"This is Fake News": Characterizing the Spontaneous Debunking from Twitter Users to COVID-19 False Information
Kunihiro Miyazaki, Takayuki Uchiba, Kenji Tanaka, Jisun An, Haewoon, Kwak, Kazutoshi Sasahara

TL;DR
This paper investigates spontaneous Twitter user responses that debunk COVID-19 false information, revealing their characteristics, timing, and partisanship, to enhance scalable fact-checking efforts during pandemics.
Contribution
It introduces a comprehensive dataset and classification model for detecting spontaneous debunking on Twitter related to COVID-19 misinformation.
Findings
Most fake tweets remain undebunked
Spontaneous debunking is slower than other responses
Debunking shows partisanship in political topics
Abstract
False information spreads on social media, and fact-checking is a potential countermeasure.
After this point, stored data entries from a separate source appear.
PR #6186, opened 2026-05-26
feat(jac-scale): admin Deployments page backed by Prometheus API

kashmithnisakya:
## Description

Adds a **Deployment** section to the jac-scale admin portal:

- **Workloads** - every Deployment / StatefulSet / DaemonSet / Pod in the namespace, with health status, ready/desired replicas, live CPU & memory, restarts and age. Filter by kind.
- **Usage** - per-workload CPU & memory history graphs with a 1h / 6h / 24h / 7d range selector.
- **Summary cards** - pods running/pending/failed, ready nodes, traffic (req/s), error rate, p95 latency.

All data comes from the in-cluster Prometheus the monitoring stack already provisions, no new infrastructure. Also fixes app-metrics scraping (correct port + Basic Auth) and adds cAdvisor scraping so per-pod CPU/RAM is available.

https://github.com/user-attachments/assets/560c5c06-c30e-4837-ba97-063da1e67072


MusabMahmoodh (commented):
Solid PR overall - graceful-degradation path is clean, the threadpool-offload + DRY helpers from the prior review round read well, tests cover the helpers thoroughly. Four things worth a look inline, two are real and two are sanity checks.

jac-scale/jac_scale/admin/impl/workloads.impl.jac
```diff
@@ -0,0 +1,693 @@
...
+    ] {
+        rows = prom_query(_scoped(spec[0], ns_filter)) or [];
+        for r in rows {
+            nm = r.get("metric", {}).get(spec[1], "");
+            if nm {
+                names.append(nm);
+            }
+        }
+    }
+    if range_minutes <= 60 {
```
MusabMahmoodh, line 649: `range_minutes` is taken from query params with no upper cap. An admin passing `range_minutes=10000000` falls through to the `else` branch (step=1h) and asks Prometheus for ~19 years of buckets per pod across two range queries. Even though Prometheus will eventually refuse or truncate, the request still chews compute. Cap at 10080 (the 7d max the UI exposes) at the top of this handler? Same for the `<= 0` case, which gives `start == now` and a zero-width window.

jac-scale/jac_scale/targets/kubernetes/monitoring.jac
```diff
@@ -53,6 +56,9 @@ obj MonitoringDeployer {
             "    static_configs:\n"
             f"      - targets: ['{app_name}-service:{service_port}']\n"
             "    metrics_path: '/metrics'\n"
+            "    basic_auth:\n"
+            f"      username: '{self.k8s_config.admin_username}'\n"
+            f"      password: '{self.k8s_config.prometheus_admin_password}'\n"
```
MusabMahmoodh: `prometheus_admin_password` is being interpolated straight into the Prometheus ConfigMap. Anyone with `configmaps:get` in the namespace can read the admin password from there. Prometheus supports `basic_auth.password_file:` pointing at a file mounted from a Secret, and jac-scale already provisions an admin Secret, so this is mostly mount + path change here. Default password is `Adminpassword123` so the practical risk is lower for fresh deploys, but anyone who set a real one is now exposing it via the ConfigMap.

jac-scale/jac_scale/targets/kubernetes/monitoring.jac
```diff
@@ -65,6 +71,30 @@ obj MonitoringDeployer {
...
+            # cAdvisor (per-container CPU/memory) is exposed by the kubelet, not a
+            # standalone exporter. Scrape it through the API-server node proxy so we
+            # don't need host-network access. Requires the prometheus ServiceAccount
+            # to have nodes/proxy RBAC (granted below) and its token mounted.
+            scrape_config = scrape_config + (
+                "  - job_name: 'kubernetes-cadvisor'\n"
+                "    scheme: https\n"
+                "    tls_config:\n"
+                "      ca_file: /var/run/secrets/kubernetes.io/serviceaccount/ca.crt\n"
+                "      insecure_skip_verify: true\n"
```
MusabMahmoodh, line 84: Sanity check: the `tls_config` block on this scrape sets both `ca_file: .../ca.crt` and `insecure_skip_verify: true`. The skip overrides the ca_file, so the ca_file is effectively dead. Did you intend to keep the ca_file as documentation for the right path, or was the insecure flag left in from debugging? If the API-server cert SAN doesn't include `kubernetes.default.svc`, drop the ca_file with a comment; if it does, drop the insecure flag.

jac-scale/jac_scale/tests/test_admin_workloads.jac
```diff
@@ -0,0 +1,177 @@
...
+        assert response.status_code == 403;
+    } finally {
+        client.close();
+    }
+}
+
+test "workload detail requires admin" {
+    client = make_client();
+    try {
+        response = client.get("/admin/workloads/jac-app");
```
MusabMahmoodh: Question rather than assertion since CI is green so I'm probably missing something: commit `e8652c8` removed `admin_workload_detail` and the per-workload-timeseries endpoint. The four registered paths are now `/admin/workloads`, `/admin/workloads/list`, `/admin/workloads/pods`, `/admin/workloads/timeseries`. So `client.get("/admin/workloads/jac-app")` here and `client.get("/admin/workloads/jac-app/timeseries")` at L61 should hit unregistered routes and get 404, not 403. What routes them to 403? If nothing, these two tests can come out.

jac-scale/jac_scale/admin/impl/workloads.impl.jac
kashmithnisakya: Fixed

jac-scale/jac_scale/targets/kubernetes/monitoring.jac
kashmithnisakya: Fixed

jac-scale/jac_scale/tests/test_admin_workloads.jac
kashmithnisakya: Fixed

jac-scale/jac_scale/targets/kubernetes/monitoring.jac
kashmithnisakya: fixed

musab-mah-7 (approved):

However, there is a severe shortage of fact-checkers; an efficient way to scale fact-checking is desperately needed, especially in pandemics like COVID-19. In this study, we focus on spontaneous debunking by social media users, which has been missed in existing research despite its indicated usefulness for fact-checking and countering false information. Specifically, we characterize the tweets with false information, or fake tweets, that tend to be debunked and Twitter users who often debunk fake tweets. For this analysis, we create a comprehensive dataset of responses to fake tweets, annotate a subset of them, and build a classification model for detecting debunking behaviors. We find that most fake tweets are left undebunked, spontaneous debunking is slower than other forms of responses, and…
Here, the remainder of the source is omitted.